A couple of weeks ago I took some curious friends there for after-dinner drinks. Juan was there to greet us (when he is not singing, he serves as host), as was the ever-charming co-owner, Tony. Only in a small town does one usually experience that “we’re-closed-but-who-cares-it’s-just-us” feeling. In fact, it struck me that there is no sense of Diva behavior here; everyone supports each other, there is no visible competitiveness. One of the reasons for this might be that no one is paid to perform – except the pianist. (According to Juan there are three or four different pianists, who rotate depending on which one is free that night). And just to make it even more appealing, every once in a while, a opera superstar will perform there, such as the renowned Javier Camarena, who sang there last March, on his birthday.

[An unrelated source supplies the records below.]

PR #1776, opened 2022-12-02
Set the resample_dt_ member of TOTG back to const

AndyZe:
Based on the comment here: https://github.com/ros-planning/moveit2/pull/1771#discussion_r1037646816

Shuffle a function around so that the `resample_dt_` member of TOTG can be const again.


moveit_core/trajectory_processing/test/test_time_optimal_trajectory_generation.cpp
```diff
@@ -519,7 +519,8 @@ TEST(time_optimal_trajectory_generation, testFixedNumWaypoints)
   trajectory.addSuffixWayPoint(waypoint_state, delta_t);
 
   TimeOptimalTrajectoryGeneration totg;
```
henningkayser, line 521:
```suggestion
```

henningkayser (commented):
Thanks for fixing this so quickly. Only request would be to change the free function name to include TOTG somewhere, since `trajectory_processing::computeTimeStamps()` doesn't reveal that.

henningkayser (approved):

PR #1778, opened 2022-12-02
Bug demo: Add an "unwind()" unit test that currently fails

AndyZe:
Am I crazy or should this be a very easy test case for [RobotTrajectory unwind()](https://github.com/ros-planning/moveit2/blob/f0d3202d637569ccac5fcc357a37e0d12a077c87/moveit_core/robot_trajectory/src/robot_trajectory.cpp#L158)? I'll try to fix this.


mechwiz:
I think I fixed this in #1772.
Other than the fact that their were bugs in the function, another reason why this test case didn't work is because the panda robot does not contain a continuous joint. This test case just changes the value of a revolute joint (which is assumed can't be greater than pi or -pi) to a wrapped value which is not valid since the unwind function only looks at continuous joints when unwinding. I therefore added another model in the test which has a continuous joint and now it works as expected.

AndyZe:
If you don't mind, I'll cherry-pick this into #1772 and check. That would be great.

PR #1780, opened 2022-12-03
Remove Iterative Spline and Iterative Parabola time-param algorithms (v2)

AndyZe:
We've been using TOTG by default for awhile now. The only drawback of TOTG I'm aware of is that it can't handle nonzero initial or final velocities/accelerations. So I was thinking that would be a reason to keep the older algorithms (ISTP and IPTP). But, I added a little test and it looks like neither of those algorithms handles it either. Even worse -- they just fail without throwing any error. So I think we should delete them.

3 commits:

- The first commit adds a simple test for IPTP. The test passes but the output is wrong. (It didn't do anything.)

```
20: [ RUN      ] TestTimeParameterization.NonzeroInitialVelAccel
20: Trajectory has 2 points over 0.000 seconds
20:   waypoint   0 time 0.000 pos  0.000 vel  0.000 acc  0.000
20:   waypoint   1 time 0.000 pos  0.000 vel  0.000 acc  0.000
20: [       OK ] TestTimeParameterization.NonzeroInitialVelAccel (0 ms)
```

- The second commit adds a simple test for ISTP. Again, the test passes but the output is wrong. The state at the final waypoint should be (position, vel, accel) == (0.01, 0.1, 0.2).

```
20: [ RUN      ] TestTimeParameterization.NonzeroInitialVelAccel
20: Trajectory has 4 points over 0.343 seconds
20:   waypoint   0 time 0.000 pos  0.000 vel  0.000 acc  0.742
20:   waypoint   1 time 0.118 pos  0.003 vel  0.021 acc -0.394
20:   waypoint   2 time 0.253 pos  0.005 vel  0.029 acc  0.526
20:   waypoint   3 time 0.343 pos  0.010 vel  0.100 acc  1.036
20: [       OK ] TestTimeParameterization.NonzeroInitialVelAccel (0 ms)
```

- The third commit deletes both of the plugins.

Note, this is a rebased version of #1191. I wasn't able to re-open that PR because "the branch was recreated or force-pushed." I'm re-opening the PR because there is new interest in changing the API of TOTG. Specifically, some want to be able to change tolerances or timesteps without constructing a new TOTG object.


tylerjw (approved):
Deleting code is an easy approve. Thank you for looking into this and determining we shouldn't keep this.

PR #2064, opened 2023-03-31
Update moveit2.repos

namansharma7125:
I am Naman Sharma  

### Description
These two entries specify two Git repositories (moveit_msgs and moveit_resources) that are related to MoveIt, a popular motion planning framework for ROS. The type field specifies the type of repository (in this case Git), the url field specifies the URL of the repository, and the version field specifies the Git branch or tag to use.

Adding these dependencies means that the moveit_ros package will depend on the moveit_msgs and moveit_resources packages, which will be downloaded and built when the moveit_ros package is built.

I love opera, so I’m in heaven on these Friday nights. But a part of me wishes I could have experienced the karaoke hour that reportedly used to follow the opera, but which has since been (apparently) usurped by the opera crowd. To have been taken on the strange odyssey from mariachi to Madame Butterfly to “Mack the Knife” all in one night would certainly have been one for the books. And then who knows, by 2am I might have taken the stage myself.